Qui est le « Seigneur des mouches » ? Satan ou Dieu ?
La vision de Martin Luther
Le père du christianisme protestant, Martin Luther, pensait que les mouches étaient nuisibles, envoyées par le diable pour l'agacer lorsqu'il lisait. Il a peut-être eu cette idée à partir du Nouveau Testament, où "Satan" est associé à "Beelzebub" - en hébreu, "baal-zevuv", signifiant littéralement, "seigneur des mouches". Bien sûr, je ne suis pas sûr si appeler Satan "seigneur des mouches" était à l'origine plus une insulte adressée aux mouches ou à Satan.
Il va sans dire que Luther voyait « Satan » rôder partout. Selon Luther, « Les serpents et les singes sont soumis au démon plus que les autres animaux. Satan habite en eux et les possède. Il les utilise pour tromper les hommes et les blesser... »
« Les démons sont dans les bois, dans les eaux, dans les déserts et dans les lieux sombres et profonds, prêts à nuire et à préjudicier aux gens ; certains se trouvent également dans les épais nuages noirs, qui provoquent la grêle, l'éclair et le tonnerre, et empoisonnent l'air, les pâturages et les terrains... »
« Dans mon pays, sur une montagne appelée Polterberg, il y a un étang. Si l'on jette une pierre dedans, instantanément une tempête s'élève et toute la campagne environnante est submergée par elle.
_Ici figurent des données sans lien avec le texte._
PR #1758, opened 2023-02-19
Add bloblang `trim_prefix` and `trim_suffix` string methods

mihaitodor:


internal/bloblang/query/methods_strings.go
```diff
@@ -1940,3 +1940,63 @@ root.description = this.description.trim()`,
...
+root.description = this.description.trim_prefix("foobar_")`,
+			`{"description":"unchanged","name":"foobar_blobton"}`,
+			`{"description":"unchanged","name":"blobton"}`,
+		),
+	).Param(ParamString("prefix", "The leading prefix substring to trim from the string.")),
+	func(args *ParsedParams) (simpleMethod, error) {
+		prefix, err := args.FieldString("prefix")
+		if err != nil {
+			return nil, err
+		}
```
nibbleshift, line 1961: You could add byte conversion here and avoid the conversion each execution:
```
bytesPrefix = []byte(prefix)
```

internal/bloblang/query/methods_strings.go
```diff
@@ -1940,3 +1940,63 @@ root.description = this.description.trim()`,
...
+root.description = this.description.trim_suffix("_foobar")`,
+			`{"description":"unchanged","name":"blobton_foobar"}`,
+			`{"description":"unchanged","name":"blobton"}`,
+		),
+	).Param(ParamString("suffix", "The trailing suffix substring to trim from the string.")),
+	func(args *ParsedParams) (simpleMethod, error) {
+		suffix, err := args.FieldString("suffix")
+		if err != nil {
+			return nil, err
+		}
```
nibbleshift, line 1991: You could add byte conversion here and avoid the conversion each execution:
```
bytesSuffix := []byte(suffix)
```

internal/bloblang/query/methods_strings.go
mihaitodor: Good point, thanks! ❤️

Jeffail (approved):
LGTM, thanks @mihaitodor!

PR #1770, opened 2023-02-23
Add asdf to the Changelog

mihaitodor:
Looks like we forgot to mention this for v4.12.0... Does it make sense to update the notes postmortem or would it be better to mention this for the next release?


Jeffail:
I'd typically not add something like this to the CHANGELOG as it wasn't a change made to Benthos itself and as far as I'm aware it's not specific to a version of Benthos, other than this happens to be the first version that it's coincided with.

mihaitodor:
Good point, people who use asdf will find it anyway

PR #1773, opened 2023-02-23
feat: add csv-safe codec

ryanhallcs:
Our use case requires a lot of error handling and tracking of file intake - so we needed a bit more resiliency for parsing failures in the csv codec. While this may or may not be desirable upstream, I still wanted to share our use case and solicit feedback. If it is helpful, even better!

- Adds 'row_number' metadata (starting at 2 for 
- Adds 'row_parse_error' metadata on any error returned from `scanner.Read()`
- Adds 'row_empty' metadata

Errors will not short-circuit this codec which is our intent, the payload in the message part will be an empty `map[string]any` with the relevant metadata so downstream configurations can handle as appropriate


Jeffail (approved):
LGTM, thanks @ryanhallcs!

PR #1774, opened 2023-02-23
feat: add ability to skip a UTF BOM in files

ryanhallcs:
BOMs are difficult to track down and annoying to deal with, especially when dealing with structured data.

Instead of doing this in our benthos configurations:
```
...
          - label: strip_bom
            bloblang: |
              # Some CSVs we get have a UTF-8 byte order mark, which screws up one column header.
              # This will strip byte order marks, and should have no effect if there wasn't one.
              let bom = "EFBBBF".decode("hex")
              root = this.map_each_key(key -> key.replace($bom, ""))
...
```

We preferred to have it handled at the codec level and happily process our files without any ticking time bombs lurking in our bytes

### DIFF
--- a/go.mod
+++ b/go.mod
@@ -34,6 +34,7 @@ require (
 	github.com/couchbase/gocb/v2 v2.6.0
 	github.com/denisenkom/go-mssqldb v0.12.3
 	github.com/dgraph-io/ristretto v0.1.1
+	github.com/dimchansky/utfbom v1.1.1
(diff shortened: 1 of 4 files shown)


Jeffail:
Merged via: https://github.com/benthosdev/benthos/commit/31049847779559e08b5bded6a77145bf64c9c2ad, I rewrote it to use a new component that does the skipping as we might want to reuse it for other stuff.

Cet étang est rempli de démons ; Satan les tient captifs là... »
« À quel point n'ont-ils pas souvent les démons nommés `Nix' entraînés des femmes et des filles dans l'eau, et là eurent commerce avec elles, Avec des conséquences effrayantes. »
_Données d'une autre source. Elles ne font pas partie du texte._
PR #1776, opened 2023-02-27
Fix the type of the messages returned by the sequence input

### LINKED ISSUE #1775: Sequence input component gives messages of type "unknown"
If I use the example provided in documentation:

```yml
input:
  sequence:
    sharded_join:
      type: full-outer
      id_path: uuid
      merge_strategy: array
    inputs:
      - csv:
          paths:
            - ./hobbies.csv
            - ./main.csv
```

The output result is as expected giving me the 3 messages as indicated:

```json
{"age":"28","name":"Emma","uuid":"BBB"}
{"age":"45","hobby":"pokemon go","name":"Geri","uuid":"CCC"}
{"age":"34","hobby":["rowing","golf"],"name":"Melanie","uuid":"AAA"}
```

Unfortunately these messages are not usable in a pipeline, and are of type `"unknown"`.

For example if I add this mapping:

```yml
input:
  sequence:
    sharded_join:
      type: full-outer
      id_path: uuid
      merge_strategy: array
    inputs:
      - csv:
          paths:
            - ./hobbies.csv
            - ./main.csv

pipeline:
  processors:
    - mapping: |
        root = {}
        root.original = this
        root.original_type = this.type()
        root.name_value = this.name
        root.name_type = this.name.type()
```

I get the following output:

```json
{"name_type":"null","name_value":null,"original":{"age":"28","name":"Emma","uuid":"BBB"},"original_type":"unknown"}
{"name_type":"null","name_value":null,"original":{"age":"34","hobby":["rowing","golf"],"name":"Melanie","uuid":"AAA"},"original_type":"unknown"}
{"name_type":"null","name_value":null,"original":{"age":"45","hobby":"pokemon go","name":"Geri","uuid":"CCC"},"original_type":"unknown"}
```

Basically `this` is accessible, with an `unknown` type but none of it's properties are.

Also, any attempt to add a property to `this`will result in an error: 
```yml
    - mapping: |
        root = this
        root.test = 5
```

Gives:
```
failed to assign result (line 2): unable to set target path original as the value of the root was a non-object type (unknown)
```

mihaitodor:
The code needs to return the underlying Gabs container object.

Fixes #1775.

### DIFF
--- a/internal/impl/pure/input_sequence.go
+++ b/internal/impl/pure/input_sequence.go
@@ -177,7 +177,7 @@ type joinedMessage struct {
 
 func (j *joinedMessage) ToMsg() message.Batch {
 	part := message.NewPart(nil)
-	part.SetStructuredMut(message.CopyJSON(j.fields))
+	part.SetStructuredMut(message.CopyJSON(j.fields.Data()))
 	for k, v := range j.metadata {
 		part.MetaSetMut(k, v)
 	}
--- a/internal/impl/pure/input_sequence_test.go
+++ b/internal/impl/pure/input_sequence_test.go
@@ -255,7 +255,11 @@ func TestSequenceJoinsMergeStrategies(t *testing.T) {
 						break consumeLoop
 					}
 					assert.Equal(t, 1, tran.Payload.Len())
-					act = append(act, string(tran.Payload.Get(0).AsBytes()))
+					m := tran.Payload.Get(0)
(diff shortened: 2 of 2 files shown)


Jeffail (approved):
Ahhhh, nice find. This will be a regression caused by changes to CopyJSON, as it went from doing a really dodgy deep clone on unrecognised types to just naively carrying them over so the old implementation would have masked this problem.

« Moi-même, j'ai vu et touché à Dessay, un enfant... qui n'avait aucun parent humain, mais qui était issu du Diable. Il avait douze ans, et, sous tous les rapports, ressemblait exactement aux enfants ordinaires. » [Note de l'éditeur : En parlant d'enfants qui étaient censés avoir été produits comme résultat du « commerce » avec le diable.]
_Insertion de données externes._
PR #1778, opened 2023-02-28
fix vulnerability GO-2023-1571

peczenyj:
By running the **govulncheck** I found this issue in the benthos vendors and it is easy to fix:

```
Vulnerability #1: GO-2023-1571
  A maliciously crafted HTTP/2 stream could cause excessive CPU
  consumption in the HPACK decoder, sufficient to cause a denial
  of service from a small number of small requests.

  More info: https://pkg.go.dev/vuln/GO-2023-1571

  Module: golang.org/x/net
    Found in: golang.org/x/net@v0.6.0
    Fixed in: golang.org/x/net@v0.7.0
```


Jeffail:
Looks like we've already upgraded the deps in a previous PR but I'll merge for the CHANGELOG update.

« Un grand nombre de personnes sourdes, boiteuses et aveugles sont affligées uniquement par la malice du démon. Et il ne faut en aucune façon douter que les fléaux, les fièvres et toute sorte de mal viennent de lui... » [Note de l'éditeur : Oh Satan, quel concepteur ! Il doit travailler plus d'heures que Dieu ! Voir la section ci-dessus, « Pourquoi nous croyons en un concepteur », pour des exemples de ce que Luther aurait pu appeler « l'œuvre de Satan ».]
« Nos corps sont constamment exposés aux attaques de Satan. Les maladies dont je souffre ne sont pas naturelles, mais des sorts du Diable... »
« Satan produit toutes les maladies qui affligent l'humanité, car il est le prince de la mort... » [Note de l'éditeur : Alors, qui a besoin d'antibiotiques, ou d'hygiène et de pratiques de santé et de construction modernes ? Nous avons juste besoin de plus de bons exorcistes chrétiens pour guérir « toutes les maladies qui affligent l'humanité ».]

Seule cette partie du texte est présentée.